In this paper, we propose LoopServe, a novel framework for efficient acceleration of inference in multi-round conversations in conversational artificial intelligence (LLM). LoopServe presents two innovative approaches to address the difficulties of existing LLMs in handling long contexts in multi-round conversations. First, it performs online sparsification by dynamically selecting important attention matrix parts in the prefilling step. Second, it uses incremental key-value compression in the decoding step to adaptively maintain relevant and efficient caches based on recently generated tokens. In addition, we present a novel benchmark consisting of 11 multi-round datasets that reflect realistic question positions and conversation dependencies.

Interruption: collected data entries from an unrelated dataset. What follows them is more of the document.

PR #1418, opened 2023-02-01
Respect appdirs when prioritizing module candidates

keynslug:
### Description

This might be helpful in situations when tooling (e.g. `rebar3`) makes "shadow copies" in the indexable project directories. This might happen when underlying filesystem lacks sound symlink support, or (in my case) when slightly patched `rebar3` is used.

Before this change files having `_build/` in filepath were preferred over those having `apps/` or `src/` for example.


plux:
Thanks for your contribution @keynslug !

PR #1421, opened 2023-02-21
[DAP] Prioritize information from module_info when available

robertoaloi:
### Description

Certain build systems (most notoriously [Buck2)](https://buck2.build/) store build artifacts (including a copy of the source files) in custom folders (e.g. `buck-out` in Buck2). This can lead to an incorrect path to be returned by the debugger to the client whenever a breakpoint triggers. In turn, this result in the editor opening a buffer from the build system custom folder rather than the original source file and confusion among the users.

This PR changes the logic how the location of source files is identified. The current logic is:

1. Ask the interpreter first (can return an incorrect path)
2. If not found, ask the code server
4. Only as a last resort, try reading the `compile` info from `module_info`.

The `module_info` is supposed to contain the most accurate information, but - in the case of non hermetic builds - it can contain a path to a non-existing file (e.g. if the code was built on a machine and ported to a different one). That's the main reason the current logic looks like the above (see [this PR](https://github.com/erlang-ls/erlang_ls/pull/1084) for context).

Instead:

1. Check whether the `compile` info from `module_info` points to a regular file
2. If it does, use it (eventually converting it to an absolute path)
3. If it does not, ask the interpreter
4. If not found, ask the code server

The logic has been refactored into separate functions to ease reading. Debug logs have also been added to simplify eventual troubleshooting.

### DIFF
--- a/apps/els_dap/src/els_dap_rpc.erl
+++ b/apps/els_dap/src/els_dap_rpc.erl
@@ -74,26 +74,41 @@ eval(Node, Input, Bindings) ->
         {badrpc, Error} -> Error
     end.
 
--spec file(node(), module()) -> file:filename().
+-spec file(node(), module()) -> {ok, file:filename()} | {error, not_found}.
 file(Node, Module) ->
-    MaybeSource =
-        case rpc:call(Node, int, file, [Module]) of
-            {error, not_loaded} ->
-                BeamName = atom_to_list(Module) ++ ".beam",
-                case rpc:call(Node, code, where_is_file, [BeamName]) of
-                    non_existing -> {error, not_found};
-                    BeamFile -> rpc:call(Node, filelib, find_source, [BeamFile])
-                end;
-            IntSource ->
-                {ok, IntSource}
-        end,
-    case MaybeSource of
-        {ok, Source} ->
-            Source;
+    case file_from_int(Node, Module) of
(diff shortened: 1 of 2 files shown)


apps/els_dap/src/els_dap_rpc.erl
```diff
@@ -74,25 +76,71 @@ eval(Node, Input, Bindings) ->
...
+                        unsafe ->
+                            %% File is already absolute
+                            {ok, Source};
+                        RelativePath ->
+                            Joined = filename:join(Cwd, RelativePath),
+                            ?LOG_DEBUG("Composed Absolute Path as: [~p]", [Joined]),
+                            {ok, Joined}
+                    end;
+                false ->
+                    %% Build is not hermetic
```
TheGeorge, line 141: it might be hermetic, e.g. with +deterministic you get only the base name and is_regular will fail.

TheGeorge (approved):
Looks good, there is just a nit in one of the comments

apps/els_dap/src/els_dap_rpc.erl
robertoaloi: When I tried the `+determinsitc` option on OTP 25 I didn't get a `source` entry at all, so that case would be handled in the `undefined` clause above. But I can remove the comment.

Issue #1044, opened 2021-06-23
Cowboy behaviour undefined


Katur7:
Erlang LS gives me a warning that behaviour cowboy_rest is undefined.
Even if I include "_build/default/lib" in include_dirs in erlang_ls.config.

If I also include "_build/default/lib/cowboy/src" in include_dirs in erlang_ls.config I get the warning:
Issue in included file (18): behaviour cowboy_sub_protocol undefined

I made this small repo to reproduce the issue: [Repo](https://github.com/Katur7/erlang-ls-cowboy-issue)

**Expected behavior**
I expected the cowboy_rest behaviour to be found by default.

**Actual behavior**
The cowboy_rest behaviour is not found

**Context**
 - `erlang_ls` version (tag/sha): 0.17.0
 - Editor used: VS Code 1.57.1
 - LSP client used: erlang-ls.erlang-ls v0.0.27

plux:
It's actually complaining about the `cowboy_sub_protocol` not being found in `cowboy_rest`.
This is similar to this issue:
https://github.com/erlang-ls/erlang_ls/issues/1024

dweinstein:
I worked around this for now by adding:

```
code_path_extra_dirs:
  - "./_build/default/lib/*/ebin/"
```

to my `erlang_ls.config`.

Katur7:
Thank you @dweinstein. That works for me also :)

dweinstein:
hi @plux was this issue fixed by some code change or is the workaround still best to use? I noticed you marked this ticket as completed so I was just curious if I should try updating my `erlang_ls.config`. Thanks for the work you're doing!

plux:
I think this issue still exists and we should investigate it further.
I will open it again and.

eproxus:
Unfortunately that workaround doesn't work for me with the behavior `cowboy_middleware`.

PR #1423, opened 2023-03-04
Make code_reload act regardless of diagnostics

### LINKED ISSUE #1409: code reload should be triggered despite compilation warnings
I noticed that code reload isn't attempted when there are compilation warnings. Given hot-reload is (hopefully!) a development workflow, I think warnings should be ignored, at least as an option. The most common situation, at least in my case, is that I simply have some unused code. I'd like to still be able to quickly test the parts that are not unused. :)

Would you agree with this?

Thanks a lot for your work!

fabjan:
### Description

See #1409 for background. Given that hot-reloading from an editor is a development feature it should not matter if there are diagnostic errors while iterating.

The reason I moved the code out from `els_compiler_diagnostics` is that it seemed a bit misplaced in there and looking at commit history it looks like code reload was added before the `els_diagnostics` behavior existed, and it was just inside `els_text_synchronization_provider`. If it is to be detached from diagnostics results it seems there is little reason to keep it in `els_compiler_diagnostics`.

Fixes #1409 

### Extras

Stop trying to compile and reload files that are not ".erl" files. It doesn't work and just gives popup spam.

Skärmavbild 2023-03-05 kl  08 59 08

### Testing

The moved test cases work fine. I also manually tested that code reloading still works.

### Notes

If the remote node has a cookie it is not possible to configure code reload to work with it. Perhaps the "code_reload" section in the config file needs to get a "cookie" attribute (but for a future PR I guess).

### DIFF
--- a/apps/els_lsp/src/els_code_reload.erl
+++ b/apps/els_lsp/src/els_code_reload.erl
@@ -1,0 +1,53 @@
+-module(els_code_reload).
+
+-include("els_lsp.hrl").
+-include_lib("kernel/include/logger.hrl").
+
+-export([
+    maybe_compile_and_load/1
+]).
+
+-spec maybe_compile_and_load(uri()) -> ok.
+maybe_compile_and_load(Uri) ->
+    Ext = filename:extension(Uri),
+    case els_config:get(code_reload) of
+        #{"node" := NodeStr} when Ext == <<".erl">> ->
+            Node = els_utils:compose_node_name(
+                NodeStr,
+                els_config_runtime:get_name_type()
+            ),
+            Module = els_uri:module(Uri),
+            case rpc:call(Node, code, is_sticky, [Module]) of
+                true -> ok;
+                _ -> handle_rpc_result(rpc:call(Node, c, c, [Module]), Module)
+            end;
+        _ ->
+            ok
+    end.
+
+-spec handle_rpc_result(term() | {badrpc, term()}, atom()) -> ok.
+handle_rpc_result({ok, Module}, _) ->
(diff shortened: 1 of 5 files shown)


dweinstein:
I tend to agree with @fabjan here. It's weird to get spurious errors like "code_reload swap crashed for: erlang_ls.config with: error" when opening/saving the `erlang_ls.config` file or `*.app.src` files. 

I'd say either this change or an option in `erlang_ls.config` so that if I hit save on a file it tries to reload regardless of anything else such as warnings. I've found that it's quite confusing that, e.g., I have this issue https://github.com/erlang-ls/erlang_ls/issues/1044 and due to that it wouldn't `code_reload` my cowboy handler.

image

dweinstein:
separately @fabjan 

> If the remote node has a cookie it is not possible to configure code reload to work with it. Perhaps the "code_reload" section in the config file needs to get a "cookie" attribute (but for a future PR I guess).

putting the cookie into the `erlang_ls.config` doesn't sound like a good idea since that would be committed? Seems like something to pick up from another file or environment variable instead?

fabjan:
> putting the cookie into the erlang_ls.config doesn't sound like a good idea since that would be committed? Seems like something to pick up from another file or environment variable instead?

That sounds like a better idea. There is already a cookie setting in the config, so I figured this might have been considered already: https://github.com/erlang-ls/erlang_ls/blob/229175ec35afddbb5c5a0ac2cf25423d7aa0b6ab/apps/els_core/src/els_config_runtime.erl#L71

plux:
Thanks for your contribution @fabjan !

PR #435, opened 2019-07-26
 feat(webpack): make max asset size configurable for target "build"

herschel666:
Here's the internal issue this PR is based on:

---
Currently teams are confronted with an omnipresent `'Some assets exceed the recommended size limit!'`-warning, quickly learning to simply ignore it. While we want teams to maintain reasonable asset sizes, we maybe don't want to follow the current, rather paternalistic approach. And we may also want to enable the teams to figure out their own individual asset size budgets and stick to them.

So my proposal would be:

- disable those warnings completely for mode `develop`
- keep it as it is for mode `node` (namely emit a warning)
- introduce a numerical config value `maxAssetSize`; if it is set, Webpack will fail with an error in mode `build`, if a chunk size exceeds that value
- keep the `maxEntrypointSize` value as it is
---

I didn't manage to have the `build` exit with status `1`. Maybe we'll have to have a look into that still. 🤔


dmbch:
By the way, I am really wondering wether we need these warnings for node builds at all. I mean, the code in question will be required/parsed/executed, anyway - and we have more specific mechanisms in place (e.g. `duplitect`) to deal with relevant issues.

dmbch:
Oh, another thought: failing the build completely (e.g. in CI) would possibly be breaking actual projects having obesity issues. This would mean that, at least in my opinion, be should only introduce such a change with the next major release.

herschel666:
Okay, here's a new, less invasive approach:

- it turns off current warnings completely
- it emits feedback only when `performance.hints` is set to `"warning"` or
`"error"` via a `configureBuild`-hook
- it keeps the red highlighting of file sizes in the `develop`- &
`build`-outputs, that exceed the set `maxAssetSize`-value

Since we don't want redundant output from Webpack, the `performance.hints`-value has to be reset to `false` after passing it into the `Logger`-plugin. This is somewhat unfortunate, but I don't see an alternative to it.

So with the current approach, we can adjust the performance hints in downstream projects freely, while also getting rid of ubiquitous max asset size warnings, that train the users to ignore them.

packages/webpack/lib/plugins/log.js
```diff
@@ -37,8 +46,10 @@ const formatSuccess = (name, duration, assets, isRebuild) => {
 };
 
 exports.LoggerPlugin = class LoggerPlugin {
-  constructor(logger) {
-    this.logger = logger;
```
dmbch: I would personally prefer separate args instead of an options hash to keep this consistent with other APIs, but I am fine with this as it is.

packages/webpack/lib/plugins/log.js
```diff
@@ -47,22 +58,33 @@ exports.LoggerPlugin = class LoggerPlugin {
       if (this.lastHashes[name] === stats.hash) {
         return;
       }
+      const { hints, maxAssetSize } = this.performance;
       const { hash, startTime, endTime } = stats;
       const isRebuild = this.lastHashes[name];
       const duration = prettyMS(endTime - startTime);
+      const { assets } = stats.toJson(statsToJsonOptions);
+      const emitAssetSizeFeedback =
```
dmbch: Variable naming appears to be a tad inconsistent here: `isRebuild` vs. `emitAssetSizeFeedback`... Should it not be `shouldEmit...`?

PR #438, opened 2019-07-30
extract common configs into shareable presets

ZauberNerd:


ZauberNerd:
This PR is marked RFC because the shareable config presets have not been published yet.

PR #442, opened 2019-08-13
Update core-js to version 3

ZauberNerd:
Even though we have this on the list for Untool 3, I think it would be useful to include it already in Untool 2.


ZauberNerd:
> I am wondering though about that untool v2/3 remark that you made - is the list you are referring to public? It might be interesting for others outside of XING as well, not just me, I guess.

Whoops, that should be untool v1/2. No, the roadmap is not yet public. We'll clean it up and put it into issues.

> Also, and possibly related: do we anticipate any sort of downstream breakage if we merge this? On the other hand, will we possibly be bitten (by bugs or missing features) if we postpone this upgrade to the next major release?

We have been bitten by missing features in core-js 2 already. We've used the `URL` global which wasn't being polyfilled.
The only possible breakage I could see would be if users were to import their own core-js functions which then would also be aliased to core-js 3.

ZauberNerd:
@dmbch @herschel666 moved this to the next branch, because we can't foresee if it would be breaking for downstream applications.

PR #453, opened 2019-08-27
feat(core): add default value syntax for env variables

herschel666:
This is an addition to the environment variable placeholder syntax, that
allows the user to set a default value. Assuming a configuration like
this:

```json
{ "value": "[ENV_VAR=fallback]" }
```

This will lead to the `"value"` being `'fallback'`, if the variable
`ENV_VAR` is not defined in the current environment.

**FYI** @dmbch @zaubernerd: I'd like to add unit tests for that. I also wonder it makes sense to limit the range of allowed characters for the default value. ~~Atm it can be literally anything while it's not possible to put a `]` in there… 🤷‍♂️~~


packages/core/lib/utils.js
```diff
@@ -75,7 +75,7 @@ exports.placeholdify = (config) => {
 exports.environmentalize = (_config) => {
   const _env = {};
   const env = global._env || process.env;
-  const regExp = /\[(\w+?)\]/g;
+  const regExp = /^\[([^=]+)=?([^\]]+)?\]$/g;
```
ZauberNerd: With the start/end anchors we restrict where an env var can be found.
Previously patterns such as this were possible: `"apiUrl": "[SERVER_URL]/api"`.
I would propose to change the regex to something like this: `\[([a-zA-Z_][a-zA-Z0-9_]*)(?:=(.+))?\]`.
I did some quick tests and it seems to work okay-ish - if that is not enough for us, we need to implement a small parse function that holds state and reads each character one by one in a loop...

ZauberNerd: Check out: https://regexr.com/4jvpr

packages/core/lib/utils.js
```diff
@@ -75,7 +75,7 @@ exports.placeholdify = (config) => {
 exports.environmentalize = (_config) => {
   const _env = {};
   const env = global._env || process.env;
-  const regExp = /\[(\w+?)\]/g;
+  const regExp = /\[([a-zA-Z_][a-zA-Z0-9_]*)(?:=(.+))?\]/g;
```
jhiode: This should be `=(.*?)` otherwise `[TEST=]` would not match the regex, which is wrong in my opinion.
And we should go for the `lazy` mode (instead of `greedy`) otherwise `[FOO=foo][BAR=bar]` would also not work.

See https://regex101.com/r/BuXyeU/1 vs https://regex101.com/r/WZhMgw/1

herschel666: Good catch! We definitely have to add unit tests here before the next major release. 😬

Issue #446, opened 2019-08-19
[RFC]: Secrets in environment variable placeholders


ZauberNerd:
We've discovered that there is a need to specify which config values should be sent to the client / or which values contain secrets and should therefore only be exposed to the server-side implementation.

There are a few solutions for white-listing values for the front-end that come to mind:
1. indicate through a naming scheme of the key, that this value should be secret (eg. `_foo`)
2. indicate through special characters in the value (eg. double brackets `[[FOO]]`) that this value should be secret
3. use an array with white-listed keys, that will be merged automatically (to allow each preset to add their own values) to indicate which values should be forwarded to the client
4. use an object that holds a mapping of keys to boolean values that should be white-listed (in contrast to the previous suggestion, this would allow users to override values set by presets)
5. allow an object as value that contains two fields (`value` and `expose` or similar) to configure that specific field

```json
{
  "name": "untest",
  "license": "MIT",
  "untool": {
    "_variant_1": "[SECRET]",
    "variant_2": "[[SECRET]]",
    "variant_3": "[NO_SECRET]",
    "whitelist_array": [
      "variant_3"
    ],
    "variant_4": "[NO_SECRET]",
    "whitelist_object": {
      "variant_4": true
    },
    "variant_5": {
      "value": "[NO_SECRET]",
      "expose": true
    }
  }
}
```

dmbch:
Another option would be to introduce an object (e.g. `serverOnly`) that would be merged and generally handled separately and that could hold the appropriate props and hidden from the client.

That being said, my personal preference would be option 1 or 2..: these appear to be most aligned with framework and ecosystem standards and conventions.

Experimental results show that LoopServe achieves better efficiency than existing baseline models and significantly improves LLM inference speed on various long-context conversation tasks.
Takeaways, Limitations
•
Takeaways:
◦
We present a novel method to effectively improve the inference speed of LLM in multi-round conversations.
◦
More efficient processing is possible through an adaptive approach than traditional fixed or location-based heuristics.
◦
We provide a new benchmark that includes a realistic multi-round conversation dataset.
◦
Demonstrated superior performance of LoopServe on various long-context conversation tasks.
•
Limitations:
◦
Further validation of the generalizability of the proposed benchmark is needed.
◦
LoopServe's performance may depend on specific LLM architectures or datasets.
◦
Further analysis is needed on the complexity of the online sparsification and incremental key-value compression processes.